Is this real? I can’t believe we’re really here.
We were looking out on a line of elephants at a water hole on the edge of our camp – Nxai Pan, in the Kalahari Desert. We had taken a very small propeller plane to get here—more than a little unnerving—with a landing on an airstrip in the middle of nowhere. After a jolting ride to the camp, we were greeted by friendly folks who gave us white wet wash cloths and cold drinks. It was four in the afternoon, so we had arrived just in time for “high tea” and the afternoon game drive.
There were only four guests in the camp, so the four of us went out with our guide/driver and a tracker—both of them incredibly experienced and knowledgeable. There are no real roads, just sandy paths, which George, our guide-driver, could navigate with great skill. The vehicle is a Toyota Land Cruiser with a canvas roof and open sides and an ability to go just about anywhere.
Nxai Pan is flat and dry and dotted by termite mounds. The termite mounds are a vital aspect of the land—the trees and bushes grow from these mounds. It’s spring – the rainy season, a time for babies. It’s also hot—about 90 degrees Fahrenheit when we arrived.
Being on a Botswana safari is, in part, visual—there is an incredible variety of animals to see. Nxai Pan is on the migration route for zebras—we saw hundreds of them. And giraffes—who peer at us with a look of curiosity, as if they’re wondering ‘who has come to our neighborhood.?’ Elephants, of course – in the watering hole at our camp, a young male elephant had died – probably he came between two fighting bull elephants. All of the elephants came over, singly or in small groups, to touch the body with their trunks and forelegs. It was an elephant funeral.

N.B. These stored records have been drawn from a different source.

PR #4857, opened 2023-02-07
Improve Existing EFS, FSx Security Groups Validation

hanwen-pcluste:
In addition to existing checks on port and CIDR, this commit adds checks on allowed security groups. This improvement will fix false warning during `pcluster update-cluster`. 

In other words, there are three ways to specify src/dst in a security group rule: CIDR, security groups, prefix list. Before this commit, only CIDR was properly checked. This commit adds proper checks for security groups. This commit does not change the behavior of prefix list .

This commit also refactors the code for clarity and reduces redundant EFS error messages

### Tests
* Unit tests have been created and modified
#### Manual testing:
When creating clusters with bad EFS and FSx security groups, the error messages are correctly displayed and only appear once:
```
{
    {
      "level": "ERROR",
      "type": "EfsIdValidator",
      "message": "There is an existing Mount Target fsmt-xxx in the Availability Zone us-east-1b for EFS fs-xxx, but it does not have a security group that allows inbound and outbound rules to support NFS. Please modify the Mount Target's security group, to allow traffic on port 2049."
    },
    {
      "level": "ERROR",
      "type": "ExistingFsxNetworkingValidator",
      "message": "The current security group settings on file system 'fs-xxx' does not satisfy mounting requirement. The file system must be associated to a security group that allows inbound and outbound TCP traffic through ports [988]. Missing ports: [988]"
    }
  ],
}
```
When updating cluster with EFS and FSx with security groups allowing connections from cluster security groups, the validator no longer shows false error messages
```
{
  "message": "Request would have succeeded, but DryRun flag is set.",
  "changeSet": [
    {
      "parameter": "SharedStorage",
      "requestedValue": {
        "MountDir": "/efs1",
        "Name": "efs1",
        "StorageType": "Efs",
        "EfsSettings": {
          "FileSystemId": "fs-01cf0078e64e83b54"
        }
      },
      "currentValue": "-"
    },
    {
      "parameter": "SharedStorage",
      "requestedValue": {
        "MountDir": "/fsx1",
        "Name": "fsx1",
        "StorageType": "FsxLustre",
        "FsxLustreSettings": {
          "FileSystemId": "fs-01fef606ec594d3b3"
        }
      },
      "currentValue": "-"
    }
  ]
}

```

### References

### Checklist

### DIFF
--- a/cli/src/pcluster/aws/aws_resources.py
+++ b/cli/src/pcluster/aws/aws_resources.py
@@ -37,6 +37,7 @@ class StackInfo:
         self._params = self._stack_data.get("Parameters", [])
         self.tags = self._stack_data.get("Tags", [])
         self.outputs = self._stack_data.get("Outputs", [])
+        self.__resources = None
 
     @property
     def id(self):
@@ -47,6 +48,15 @@ class StackInfo:
     def name(self):
         """Return the name of the stack."""
         return self._stack_data.get("StackName")
+
+    @property
+    def resources(self):
+        """Return the resources of the stack."""
+        if not self.__resources:
+            from pcluster.aws.aws_api import AWSApi  # noqa: F401 pylint: disable=import-outside-toplevel
+
+            self.__resources = AWSApi.instance().cfn.describe_stack_resources(self.name)
+        return self.__resources
 
     @property
     def status(self):
@@ -89,6 +99,14 @@ class StackInfo:
         """
         param_value = next((par["ParameterValue"] for par in self._params if par["ParameterKey"] == key_name), None)
         return None if param_value is None else param_value.strip()
+
+    def get_resource_physical_id(self, resource_logical_id: str):
+        """Return the resource information."""
+        resource = self.resources.get(resource_logical_id)
+        if resource:
+            return resource["PhysicalResourceId"]
+        else:
+            return None
 
 
 class InstanceInfo:
--- a/cli/src/pcluster/aws/ec2.py
+++ b/cli/src/pcluster/aws/ec2.py
@@ -136,7 +136,7 @@ class Ec2Client(Boto3Client):
     @Cache.cached
     def get_subnet_cidr(self, subnet_id):
         """Return cidr block  of the given subnet."""
-        subnets = self._client.describe_subnets(SubnetIds=[subnet_id]).get("Subnets")
+        subnets = self.describe_subnets([subnet_id])
         if subnets:
             return subnets[0].get("CidrBlock")
         raise AWSClientError(function_name="describe_subnets", message=f"Subnet {subnet_id} not found")
--- a/cli/src/pcluster/models/cluster.py
+++ b/cli/src/pcluster/models/cluster.py
@@ -440,6 +440,9 @@ class Cluster:
             Cluster._load_additional_instance_type_data(cluster_config_dict)
             config = self._load_config(cluster_config_dict)
             config.official_ami = self.__official_ami
+            if context.during_update:
+                config.managed_head_node_security_group = self.stack.get_resource_physical_id("HeadNodeSecurityGroup")
+                config.managed_compute_security_group = self.stack.get_resource_physical_id("ComputeSecurityGroup")
 
             validation_failures = config.validate(validator_suppressors, context)
             if any(f.level.value >= FailureLevel(validation_failure_level).value for f in validation_failures):
@@ -851,7 +854,7 @@ class Cluster:
             validator_suppressors=validator_suppressors,
             validation_failure_level=validation_failure_level,
             config_text=target_source_config,
-            context=ValidatorContext(head_node_instance_id=self.head_node_instance.id),
+            context=ValidatorContext(head_node_instance_id=self.head_node_instance.id, during_update=True),
         )
         changes = self._validate_patch(force, target_config)
 
--- a/cli/src/pcluster/validators/cluster_validators.py
+++ b/cli/src/pcluster/validators/cluster_validators.py
@@ -12,7 +12,7 @@ import math
 import re
 from collections import defaultdict
 from enum import Enum
-from ipaddress import ip_network
+from ipaddress import collapse_addresses, ip_network
 from itertools import combinations, product
 from typing import List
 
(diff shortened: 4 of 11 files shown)


cli/src/pcluster/aws/ec2.py
```diff
@@ -136,7 +136,7 @@ def get_subnet_vpc(self, subnet_id):
     @Cache.cached
     def get_subnet_cidr(self, subnet_id):
         """Return cidr block  of the given subnet."""
-        subnets = self._client.describe_subnets(SubnetIds=[subnet_id]).get("Subnets")
+        subnets = self.describe_subnets([subnet_id])
```
hanwen-pcluste, line 139: This is a minor improvement to better share the cache mechanism

cli/src/pcluster/aws/aws_resources.py
```diff
@@ -48,6 +49,15 @@ def name(self):
         """Return the name of the stack."""
         return self._stack_data.get("StackName")
 
+    @property
+    def resources(self):
+        """Return the resources of the stack."""
+        if not self.__resources:
+            from pcluster.aws.aws_api import AWSApi  # noqa: F401 pylint: disable=import-outside-toplevel
```
gmarciani, line 56: why do we need to import locally instead of top level?

cli/src/pcluster/models/cluster.py
```diff
@@ -851,7 +854,7 @@ def validate_update_request(
             validator_suppressors=validator_suppressors,
             validation_failure_level=validation_failure_level,
             config_text=target_source_config,
-            context=ValidatorContext(head_node_instance_id=self.head_node_instance.id),
+            context=ValidatorContext(head_node_instance_id=self.head_node_instance.id, during_update=True),
```
gmarciani, line 857: Minor:
It's fine to add the new parameter `during_update`.
Only consider that it would be enough to have the head node id not None to prove that the context is for an update.

cli/src/pcluster/validators/cluster_validators.py
```diff
@@ -483,6 +519,23 @@ def _check_sg_rules_for_port(rule, port_to_check, protocol):
     return False
 
 
+def _are_subnets_covered_by_cidrs(ip_ranges, subnets):
```
gmarciani, line 532: This function should be unit tested but it's not.
Furthermore, if you unit test this function, then you can mock its behaviour when unit testing the whole validator

cli/src/pcluster/aws/aws_resources.py
hanwen-pcluste: Importing on top leads to circular reference between Python files

cli/src/pcluster/models/cluster.py
hanwen-pcluste: Either is fine. Having it explicitly might be more readable

cli/src/pcluster/validators/cluster_validators.py
```diff
@@ -417,42 +417,78 @@ def _validate(
...
+
+
+def _are_ip_ranges_and_sg_accessible(security_groups_by_nodes, allowed_ip_ranges, allowed_security_groups, subnets):
+    # For all cluster nodes, at least one of the security groups attached need to be in the UserIdGroupPairs.
+    return all(
+        node_security_groups & allowed_security_groups for node_security_groups in security_groups_by_nodes
+    ) or _are_subnets_covered_by_cidrs(allowed_ip_ranges, subnets)
+
+
+def _populate_allowed_src_or_dst(rule, ip_ranges, allowed_security_groups):
```
gmarciani, line 477: a function called `_populate_...` is unexpected to return a boolean value.
Is returning a boolean value required at all?

cli/src/pcluster/validators/cluster_validators.py
```diff
@@ -760,7 +810,9 @@ def _validate(self, efs_id, avail_zones_mapping: dict, are_all_security_groups_c
             if head_node_target_id:
                 # Get list of security group IDs of the mount target
                 sg_ids = AWSApi.instance().efs.get_efs_mount_target_security_groups(head_node_target_id)
-                if not _check_in_out_access(sg_ids, port=2049, is_cidr_optional=are_all_security_groups_customized):
+                if not _is_access_allowed(
+                    sg_ids, subnets, port=2049, security_groups_by_nodes=security_groups_by_nodes
```
gmarciani: Let's avoid magic n umbers if possible. Since 2049 is a notable port, let's define a self-explanatory constant for that

cli/src/pcluster/validators/cluster_validators.py
hanwen-pcluste: The minor inconsistency comes from the special case of `PrefixListIds`. I would keep the name because the majority of the function is doing population. The boolean return is to handle a special case

cli/src/pcluster/validators/cluster_validators.py
hanwen-pcluste: I added a unit test with a new commit.
I didn't change other test mocking behavior to not accidentally reduce any coverage

cli/src/pcluster/validators/cluster_validators.py
hanwen-pcluste: Where would you put the constant? In the method, the file, or in constants.py?

cli/src/pcluster/aws/aws_resources.py
gmarciani: And this is a bad red flag for us.
I agree that we can consider this as out of scope for this specific PR, but we must address this issue in a follow up activity.

cli/src/pcluster/models/cluster.py
gmarciani: Sure, just to mention :-)

cli/src/pcluster/validators/cluster_validators.py
gmarciani: Thank you

cli/src/pcluster/validators/cluster_validators.py
gmarciani: May you please add a brief comment on the function to explain the behaviour, especially about the meaning of the boolean value?

cli/src/pcluster/validators/cluster_validators.py
gmarciani: I suggest to put it in `constants.py` for the time being.
I think that `constants.py` must be split in smaller files with single responsibilities, but it is the best candidate for now.

gmarciani (commented):
Gentle reminder: add a changelog entry mentioning this improvement.

cli/src/pcluster/validators/cluster_validators.py

cli/src/pcluster/validators/cluster_validators.py
hanwen-pcluste: Done

gmarciani (approved):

We saw so many animals—impalas, spring bucks, steenboks, wildebeest. etc. a vast variety of birds, with all kinds of colors and behaviours. Also lions—in Nxai Pan we saw a small pride, with three females and four cubs.
We’ve learned so much as we came to different spots on our game drives. Just to give a small example, we had a series of talks about feces—the uses of elephant dung and how baby zebras, when they are in between nursing and eating grass, get nourishment from their mothers’ feces.
Nxai Pan is a large national park. The animals are free. But life is hard. The vegetarians (elephants, giraffes, zebras, various kinds of antelopes, etc.) have grass and leaves to eat, especially in the spring, but they are always on guard – they can easily become the dinner of a predator. And the predators are also at risk—they cannot survive unless they kill for their meat. And even, then, they might have to share with hyenas or others…
So, being in the bush is full of dangers—for us too. One afternoon, two huge male water buffaloes came to our Nxai Pan camp and even our guide was wary. He made noise to scare them off but had to hide so they wouldn’t see him and attack him. We couldn’t go for a stroll here because of too many dangers.
One highlight of our stay at the Nxai Pan camp was a bush walk—led by our tracker who goes by the name Shoes. It was not a long walk—we didn’t go out of camp—bur rather it was an education about the life of a bushman. Shoes showed us how he would identify where an animal had spent the night and what direction he went. He explained how sage can be used (by bushman as well as animals) to hide their scent. He demonstrated how to make a trap to catch guinea fowl. And he actually made fire by rubbing together two special kinds of sticks with a little kindling of dried elephant dung.
Coming to Nxai Pan has been thrilling – but it’s only our first stop in Botswana. We’re visiting three camps run by a company called Kwando, with very different kinds of environments.